In genetic terms, there is no grouse leg, only Hosen, which means grouse legged.

Bill


----------



## Johncat (Sep 3, 2008)

So ..... are you saying that grouse is always dominant? 
Does gene symbolised 'gr' not exist then?
I'm now more confused!!!


----------



## jbangelfish (Mar 22, 2008)

*Not that I can find*

I only find H, listed as grouse. This does indicate dominance but it will diminish if you keep breeding away from it which means it's not completely dominant.

Bill


----------



## Johncat (Sep 3, 2008)

Ok .... thanks for that


----------



## george simon (Feb 28, 2006)

*gr*

* Hi BILL and JOHNCAT, gr is listed in the book by Axel Sell, Breeding and Inheritance in Pigeons,on page 135-136"The foot feathering differs very much in the various breeds. The larger muffs of some breeds are caused by the combined effect of two different genes which individually produce a lesser degree of foot feathering:the recessive factor grouse (gr) causing medium-muffed birds like the Persian Tumbler and the partial-dominant factor Slipper (Sl)"affecting a shorter foot feathering as in the English Pouter...........so we do have two genes for foot feathering gr for grouse and Sl for slipper* GEORGE


----------



## jbangelfish (Mar 22, 2008)

*Thanks George*

I don't have Sell's book yet but it's not in Gibson's or Quinn's. 
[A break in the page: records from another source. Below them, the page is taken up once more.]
PR #13524, opened 2023-09-12
feat(app, shared-data, protocol-designer, step-generation): frontend low volume support

jerader:
closes RAUT-714

# Overview

This adds low volume front-end support

# Test Plan

in PD:

- create a Flex protocol with a p50 pipette (single or 8-channel). 
- Add a transfer step and make the volume > 1uL, see that in the dispense advance settings, the `push out` option is disabled with a tooltip explaining why.
- go back and change the volume = 1uL, see that the "push out" setting is available and clickable. Click it.
- save and download the protocol and open up the json file. see that `configure_for_volume` command occurs before the `aspirate` with the correct commands. See that the `dispense` command has the `pushOut` param with the correct volume (volume should be 1, which matches the aspirate volume).
- go back and create a new PD protocol for the ot-2, see in the transfer form that the `push out` option is not available.

in the App:

This is not testable yet since there are no backend changes in `chore_release-7.0.0` yet. But just review the `commandText` for the `configureForVolume` and `dispense` command.

# Changelog

in shared-data:
- add the types for `ConfigureForVolumeCreateCommand` and ConfigureForVolumeRunTimeCommand`, add the optional `pushOut` param to `dispense` command

in app:
- add logic in `commandText` and add test cases

in PD:
- add the `dispense_pushOut` value to `transfer` form
- add logic for when the advanced setting in transfer are disabled, adding tooltip as well
- add to the migration file to migrate all `transfer` stepTypes to include the `pushOut` boolean value
- fix cypress e2e tests to include the `pushOut` value 

in Step-generation:
- create new `configureForVolume.ts` atomic command, add test for it
- add logic for emitting the command in `transfer.ts` before an `aspirate` happens and volume is 1uL and with the correct pipettes.

# Review requests

see test plan

# Risk assessment

low


app/src/assets/localization/en/protocol_command_text.json
```diff
@@ -12,6 +13,7 @@
   "degrees_c": "{{temp}}°C",
   "disengaging_magnetic_module": "Disengaging Magnetic Module",
   "dispense": "Dispensing {{volume}} µL into well {{well_name}} of {{labware}} in {{labware_location}} at {{flow_rate}} µL/sec",
+  "dispense_push_out": "Dispensing {{volume}} µL into well {{well_name}} of {{labware}} in {{labware_location}} at {{flow_rate}} µL/sec with push out volume {{push_out_volume}} µL",
```
jerader, line 16: @ecormany and this is the `commandText` for dispensing with the `pushOut` param

jerader:
made an oopsie when i change the targeted branch and accidentally messed up the commit history. Opening a new pr targeting the correct branch!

There are actually quite a few genes that get into different kinds of muffs and so forth but I could only find one for grouse, which was listed as H for hosen.

I do wish that these guys could get together before they start naming genes or jumping to conclusions and proclaiming something as new or different. I'm actually trying to work on that but this may never end. It seems that there is nothing stopping anyone from naming a gene whether it exists or not or whether it is new or old. Corrections continue as we learn more but opinions are often what gets written as fact.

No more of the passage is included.